The disparity smoothness loss ensures that the predicted disparities maintain piecewise smoothness and eliminate discontinuities wherever possible. This is done by weighting disparity gradients using the original image gradients, where the weights are high at edges/boundaries, and low over smooth surfaces.
Image from https://arxiv.org/pdf/1609.03677.pdf. The left-right consistency loss.
The left-right consistency loss forms the gist of the novel concept introduced in the paper. In essence, it evaluates the difference between the left disparity map and the projected right disparity map, and vice versa. This prompts the model to produce left (with the right frame as reference) and right (with the left frame as reference) disparity maps that are identical. This is because, ideally, the left and right disparity maps are identical, barring any occlusions.
Our implementation of the paper is wholly based on PyTorch, using the ImageNet pretrained ResNet-101 encoder provided natively for transfer learning. However, due to performance issues and resource constraints, we later regressed to the ResNet-50 as our encoder architecture of choice, using in-house implementation.
Our initial model using ResNet-101 as the backbone encoder. Later replaced with our implementation of ResNet-50.
Intending to produce as close an implementation to the original paper as possible, we use the KITTI Stereo Evaluation 2015 dataset for both training and testing purposes. Image pre-processing is only limited to random gamma and brightness adjustments as well as random horizontal-axis flips to improve the model's ability to generalize well.
Using TensorBoardX, we monitored the training of the model.
Here, only the final attempt is shown, after several modifications to our implementation due to numerous bugs and theoretical inconsistencies with the original paper.
The training progress of our final model.
The model seems to converge to a decent extent. However, the results proved to be problematic.
Left-side images from the KITTI Stereo Evaluation 2015 dataset vs. our model's depth prediction @ 23,200 iterations. Artifacts are apparent in certain parts of the predictions, showing disparity 0 at inappropriate areas.

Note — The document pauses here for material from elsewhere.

PR #277, opened 2021-07-14
Add volunteer testimonials

RealOrangeOne:
These were obtained from the 2019 competitor booklet (https://github.com/srobo/competitor-booklet-2019/releases/tag/SR2019) and the dates updated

Benchmarking results from the paper vs. our benchmarking results.
It is quite apparent that our results are going in the wrong direction. Such results can be due to a multitude of factors, even more so when it concerns deep learning. Possible factors could be: gradient explosion, vanishing gradients, theoretical inconsistencies with the original paper, implementation bug etc. Further post-mortem will be required to pinpoint the source of the issue(s).
The KITTI Stereo Evaluation 2015 dataset can be downloaded here: http://www.cvlibs.net/datasets/kitti/eval_scene_flow.php?benchmark=stereo
The stereo image pairs are pre-calibrated and rectified, so all that is needed is to re-structure the directory to the format that our dataloader requires, which is simply placing the downloaded KITTI dataset in the home directory of the repository. Basically, the training images will be placed at /KITTI/training, where /image_2 is the rectified and calibrated folder of the left images, while /image_3 is the corresponding folder for right images, where each image pair will share the same name in respective folders. (e.g. the left image, /KITTI/training/image_2/000000_10.jpg corresponds to the right image, /KITTI/training/image_3/000000_10.jpg).

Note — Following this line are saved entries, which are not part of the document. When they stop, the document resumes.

PR #2649, opened 2016-07-12
Static pr creator

WChrisK:

PR #2655, opened 2016-07-13
Peer Review CSV spec test (+ upgrades)

WChrisK:


WChrisK:
*NOTE*: This also contains the pull request from here: https://github.com/MarkUsProject/Markus/pull/2649

The only file that needs to be focused on is `peer_reviews_controller_spec.rb`

Overall I think it's a bit messy, but I figured I could get some comments on it and see what is the best way to clean this up (if possible)

spec/fixtures/files/peer_reviews/.gitignore
```diff
@@ -0,0 +1 @@
+temp_peer_review.csv
```
david-yz-liu: Why don't we make the test remove the file if it exists after it's done executing.

david-yz-liu:
@WChrisK the test is a little on the long side, but I do like that it's checking that the upload/download formats are inverses of each other. I'll merge this in after you've addressed my comment.

spec/fixtures/files/peer_reviews/.gitignore
david-yz-liu: Yeah, I think it's safe to assume no one will use the name, but maybe prefix it with an underscore just to be safe.

I'm surprised it's automatically deleted, but I'll go with it.

PR #2657, opened 2016-07-13
Criteria routes

GitGeminiano:
Hello everyone,

I changed the routing for criteria, flexible criteria and rubric criteria, so that we do not keep unnecessary routes.

Regards,
Christian

### DIFF
--- a/config/routes.rb
+++ b/config/routes.rb
@@ -6,6 +6,18 @@ Markus::Application.routes.draw do
 
   # optional path scope (denoted by the parentheses)
   scope "(:locale)", locale: /en|fr|pt/  do
+    # Regular routes for rubric criteria
+    get 'assignments/:assignment_id/rubric_criteria' => 'rubric_criteria#index', as: :assignment_rubric_criteria
+    post 'assignments/:assignment_id/rubric_criteria/csv_upload' => 'rubric_criteria#csv_upload', as: :csv_upload_assignment_rubric_criteria
+    post 'assignments/:assignment_id/rubric_criteria/yml_upload' => 'rubric_criteria#yml_upload', as: :yml_upload_assignment_rubric_criteria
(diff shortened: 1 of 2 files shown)


GitGeminiano:
This pull request fails the tests for now, but I expect(it).to pass after all the other pull requests are merged.

config/routes.rb
```diff
@@ -74,36 +86,12 @@
...
       end
 
-      resources :criteria do
+      resources :criteria, except: [:index] do
         collection do
           post 'update_positions'
         end
       end
 
-      resources :rubric_criteria do
```
david-yz-liu: If you want to eliminate the RESTful routes, you don't need to delete this block entirely (and shouldn't because of the other routes). Instead, do `only: []` to get rid of all the automatically generated routes. This way you won't need to change the `collection` part.

GitGeminiano: That sounds reasonable. I will follow your approach. Thanks.

config/routes.rb
```diff
@@ -74,17 +75,13 @@
...
-        member do
-          delete 'destroy'
-        end
-
+      resources :rubric_criteria, only: [:index] do
```
david-yz-liu: I doubt `:index` is necessary.

GitGeminiano: I can double check, but we have an index action in the rubric and flexible controllers, so it seems  reasonable to have a route to display the marking scheme page.

GitGeminiano: I checked and we need to include index, at least until we migrate the index action into the criteria controller.

david-yz-liu: What does the `index` action do? Do we need it at all?

GitGeminiano: The controller grabs the criteria for a particular assignment. We use this info in the marking scheme page to display  all criteria with their respective maximum mark and visibility. We were not able to merge both index pages because they have different upload/download links. If you want I can try migrating the index action into the criteria controller and create partials for the links.

david-yz-liu: Ah, of course. That's fine, you can leave that.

Once the dataset is downloaded and placed correctly, you can run the training script by doing python Train.py
For inference on the KITTI testing dataset, you can do python Test.py
, and the corresponding disparity maps will be stored in /disparities/disparities.npy as a numpy array file.
To evaluate the results (i.e. predicted disparity vs. ground truth disparity), do python evaluate_kitti.py ./disparities/disparities.npy [ground truth disparity directory]
. Results will be printed in terms of the benchmarking scores presented by the original paper.